A.G. Murphy

Microgravity and Hypergravity Observations of Equiaxed Solidification of Al-Cu Alloys Using In Situ X-Radiography Recorded in Real-Time on Board a Parabolic Flight

During solidification of metallic alloys, thermosolutal natural convection plays a significant role in grain nucleation, subsequent growth and morphology, as well as the formation of casting defects. In this work, an Al-5wt%Ti-1wt%B inoculated Al-20wt%Cu alloy was solidified, near-isothermally, using a Bridgman-type gradient furnace, while being monitored in real-time via in-situ X-radiography as part of a parabolic flight microgravity campaign. Each parabola consisted of a transition through 24 seconds of hypergravity (1.8 g), followed by 22 seconds of microgravity, and a then a further 24 seconds of hypergravity. Solidification was controlled such that nucleation occurred coincident with the onset of microgravity. This allowed for the effects of microgravity on equiaxed nucleation and initial growth, followed by continuing solidification in hypergravity, to be observed, as well as the effect on the semi-coherent grain structure when transitioning between the two.

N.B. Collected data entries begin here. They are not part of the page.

PR #2929, opened 2023-11-17
Exporter: fix generation of `branch` & `tag` attributes in `databricks_repo`

### LINKED ISSUE #2927: Exporter: incomplete handling of Databricks Repos
The customer reported a few issues with handling repos in exporter:

- information about branches and tags wasn't generated (most probably because they are marked as `computed`)
- no permissions were generated  - just checked, works just fine

alexott:
## Changes

These attributes were omitted from the generated code because they are marked as `computed` in the resource.  This PR fixes this.

This fixes #2927

## Tests

- [x] `make test` run locally
- [ ] using Go SDK

### DIFF
--- a/exporter/importables.go
+++ b/exporter/importables.go
@@ -1265,8 +1265,13 @@ var resourcesMap map[string]importable = map[string]importable{
 			return nil
 		},
 		ShouldOmitField: func(ic *importContext, pathString string, as *schema.Schema, d *schema.ResourceData) bool {
-			if pathString == "path" {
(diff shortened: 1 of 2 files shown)


alexott:
@hectorcast-db It's not the resource computed, but the attribute. Like, `branch` is returned by API even if it's not set explicitly.

hectorcast-db (approved):
I was missing a bit of context on the imported resources. I have checked the code and docs and it makes sense now.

In situ X-ray observations of gas porosity interactions with dendritic microstructures during solidification of Al-based alloys

In situ X-radiography solidification experiments were performed on Al-based alloys, using both synchrotron and laboratory-based X-ray sources, in conjunction with a gradient furnace and a newly developed isothermal furnace, respectively. The effect of gas porosity nucleation and growth within the semi-solid mush during both columnar and equiaxed solidification was thereby observed. In all experimental cases examined, gas porosity was observed to nucleate and grow within the field-of-view (FOV) causing various levels of distortion to the semi-solid mush, and thereafter disappearing from the sample leaving no permanent voids within the solidified microstructure. During columnar growth, a single bubble caused severe remelting and destruction of primary trunks leading to secondary fragmentation and evidence of blocking of the columnar front. Equiaxed solidification was performed under microgravity-like conditions with restricted grain motion in the FOV. The degree to which the nucleated gas bubbles affected the surrounding grain structure increased with increasing solid fraction. However, bubble sphericity remained unaffected by apparent solid fraction or grain coherency.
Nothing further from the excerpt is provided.